How Heart Failure Leads to Cognitive Decline

Heart failure may lead to cognitive decline by creating a tiny calcium leak inside the brain’s neurons, according to a new study by researchers at Columbia University. The finding could open the door to new treatments for the condition, called cardiogenic dementia. 

“For many years, we’ve known that patients with heart failure tend to be cognitively impaired, but this was viewed as a coincidence. Only recently have studies suggested that heart failure causes the cognitive problems,” says Andrew R. Marks, MD, chair of the Department of Physiology & Cellular Biophysics at Columbia University Vagelos College of Physicians and Surgeons, who led the research.

The Marks team hypothesized that a cellular calcium leak that contributes to heart failure may also contribute to cognitive decline in heart failure patients.

Within heart cells, calcium flows through a dedicated channel, but the channel can’t close properly when it becomes overstimulated during the early stages of heart failure. As a result, calcium leaks through the channel, depriving heart cells of the calcium needed for contraction and further degrading the heart.

Because the same calcium channel is found in the brain, the researchers decided to see if calcium leaks within brain cells could cause cognitive impairment.

Calcium leak within brain cells leads to cognitive impairment

They found that in mice with heart failure, calcium leaks in the brain’s neurons led to cognitive impairment, but encouragingly, cognition could be protected if the calcium leak was plugged with an experimental drug.
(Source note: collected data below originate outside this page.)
PR #104, opened 2024-05-14
Optionally use initial macro data to initialize micro simulations

IshaanDesai:
This PR adds functionality to use initial data written by the macro side for initializing the micro simulations. This is done only when the `initialize()` function in the micro simulation library requires the macro data as input. The requirements of data are checked rigorously to catch possible mismatches.

### DIFF
--- a/micro_manager/micro_manager.py
+++ b/micro_manager/micro_manager.py
@@ -467,6 +467,7 @@ class MicroManager:
         else:
             is_initial_data_available = True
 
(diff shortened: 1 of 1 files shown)


IshaanDesai:
Tests for this functionality are purposely not added here, because it was concluded that the embedded `initialize()` call in the MicroManager class is problematic and needs to be removed. When the call is made explicit, testing will be simplified, and the tests for this functionality will be directly added in the new test framework.

mathiskelm (approved):
Looks good, thanks.

PR #112, opened 2024-06-10
Set initial time window size of the micro simulation in the configuration

IshaanDesai:
This PR implements changes which allow for the user to set the initial time window size (dt) of the micro simulation during configuration. The time window size is then using in the coupling, which allows for subcycling. 

**Note**: The micro simulation cannot modify the time window size during the coupling. A followup feature can change the micro simulation library API in a way that the `solve(...)` function call can return the desired time step value of the micro simulation.

Checklist:

### DIFF
--- a/micro_manager/micro_manager.py
+++ b/micro_manager/micro_manager.py
@@ -426,7 +426,7 @@ class MicroManagerCoupling(MicroManager):
         self._micro_sims_init = False  # DECLARATION
 
         # Read initial data from preCICE, if it is available
-        initial_data = self._read_data_from_precice(dt=self._micro_dt)
+        initial_data = self._read_data_from_precice(dt=0)
 
         if not initial_data:
             is_initial_data_available = False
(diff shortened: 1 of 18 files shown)


BenjaminRodenberg:
@IshaanDesai Anything specific where you would need feedback? It's a bit hard for me to give a general review here because I'm not that much involved in this project.

micro_manager/micro_manager.py
```diff
@@ -427,7 +426,7 @@ def initialize(self) -> None:
         self._micro_sims_init = False  # DECLARATION
 
         # Read initial data from preCICE, if it is available
-        initial_data = self._read_data_from_precice()
+        initial_data = self._read_data_from_precice(dt=self._micro_dt)
```
IshaanDesai, line 429: @BenjaminRodenberg what is the correct `dt` value to use when reading initial data from preCICE?

BenjaminRodenberg: `dt=0`, if you want to read the data at the beginning of the window.

PR #117, opened 2024-07-26
Add option for lazy creation of micro simulations

mathiskelm:
Micro simulations that are never solved don't require the microsim object to be created in the first place. If the creation/initialization is costly, avoiding it can save significant time/memory and allow simulation on smaller systems/of larger problems. In this PR the creation of micro simulations is delayed to activation.

TODO:
- [ ] Avoid code duplication for creation of micro sims,
- [ ] Improve compatibility with other Micro-Manager capabilities such as initialization of micro-sims.
- [ ] Improve error handling of incompatible settings (without initial macro data the simulation will start with only 1 micro sim)

Checklist:


micro_manager/config.py
```diff
@@ -517,6 +527,29 @@ def is_adaptivity_required_in_every_implicit_iteration(self):
...
+        """
+        Check if CPU time of the adaptivity computation needs to be output.
+
+        Returns
+        -------
+        adaptivity_cpu_time : bool
+            True if CPU time of the adaptivity computation needs to be output, False otherwise.
+        """
+        return self._adaptivity_output_cpu_time
+
```
mathiskelm, line 552:
```suggestion
```
mistake in resolving merge

micro_manager/micro_manager.py
```diff
@@ -426,6 +461,10 @@ def initialize(self) -> None:
         if hasattr(micro_problem, "initialize") and callable(
             getattr(micro_problem, "initialize")
         ):
+            if self._lazy_init:
+                raise Exception(
+                    "Adaptivity can't use data returned by initialize function of micro sims when using lazy initialization."
+                )
```
mathiskelm, line 467: An exception might be too strong based on whether the micro simulation defines the initialize function? Maybe one can not call it and log a warning? Then I should probably call initialize when creating the micro simulation, passing the current macro data? Not so clear.

micro_manager/config.py
IshaanDesai: This seems to have come from the dynamic load balancing branch, where it has now been removed.

micro_manager/micro_manager.py
IshaanDesai: It could happen that some internal definitions are done via the `initialize` function, so throwing an exception here is indeed a bit too strict. But on the other hand, if lazy initialization is done, your question of which macro data to be passed is an important one. For now we can pass the most recent macro data, but this could have implications which I cannot fully foresee right now.

IshaanDesai (approved):
Thanks for this contribution! It is already almost ready to merge. I have only minor comments/suggestions.

micro_manager/micro_manager.py
mathiskelm: Softened to a warning but currently `initialize` is not called when using lazy initialization. It should be called on lazy creation of micro-simulation objects. If it requires macro data, the most recent data should be fine. The micro simulations still obtains their state from the micro manager based on the previously associated micro simulation.

IshaanDesai: I will open an issue about this.

PR #118, opened 2024-07-26
Explicitly check if the time window has completed

IshaanDesai:
Currently, the Micro Manager understands that a time window has converged when the API call `requires_reading_checkpoint()` is false. However, `requires_reading_checkpoint()` may return false when the time window has not converged. This could happen, for example, when the Micro Manager is subcycling. To avoid falsely indicating convergence in the Micro Manager, an explicit check using the API command `is_time_window_complete()` is necessary.

Checklist:

### DIFF
--- a/micro_manager/micro_manager.py
+++ b/micro_manager/micro_manager.py
@@ -284,7 +284,9 @@ class MicroManagerCoupling(MicroManager):
                         is_sim_active = np.copy(is_sim_active_cp)
                         sim_is_associated_to = np.copy(sim_is_associated_to_cp)
 
-            else:  # Time window has converged, now micro output can be generated
+            if (
+                self._participant.is_time_window_complete()
+            ):  # Time window has converged, now micro output can be generated
                 self._logger.info(
                     "Micro simulations {} - {} have converged at t = {}".format(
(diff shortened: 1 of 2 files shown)


micro_manager/micro_manager.py
```diff
@@ -284,7 +284,9 @@ def solve(self) -> None:
                         is_sim_active = np.copy(is_sim_active_cp)
                         sim_is_associated_to = np.copy(sim_is_associated_to_cp)
 
-            else:  # Time window has converged, now micro output can be generated
+            if (
+                self._participant.is_time_window_complete()
+            ):  # Time window has converged, now micro output can be generated
```
BenjaminRodenberg, line 289:
```suggestion
            # Time window has converged, now micro output can be generated
            if self._participant.is_time_window_complete():
```
Formatting looks a bit odd.

BenjaminRodenberg (approved):
Looks ok. Before there was clearly something wrong if you are using subcycling.

micro_manager/micro_manager.py
IshaanDesai: I leave the formatting to [black](https://github.com/psf/black).

PR #123, opened 2024-08-08
Snapshot: Add possibility to have only one micro simulation object

tjwsch:
Adds functionality to only create one micro simulation object in the snapshot computation if all micro simulations are initialized with the same configuration and no information is transferred from one solve call to another.
Checklist:


tjwsch:
I added a comment regarding when it is useful to apply this option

The brains of deceased patients with heart failure were also found to contain leaky calcium channels, suggesting the leak may also cause cognitive impairment in people.

The researchers have two hypotheses about how these leaks cause cognitive problems. One is that escaping calcium activates certain enzymes that prompt a reaction observed in patients with Alzheimer’s disease. The other possibility is that the leaks cause abnormalities in parts of neurons required to transmit signals in the brain, Marks says.

Either way, the experimental drug designed by the Marks lab to plug the leak and slow the progression of heart failure may also be beneficial for the brain. The drug, called Rycals, is currently in clinical trials for people with heart and other muscle disorders caused by leaking calcium channels.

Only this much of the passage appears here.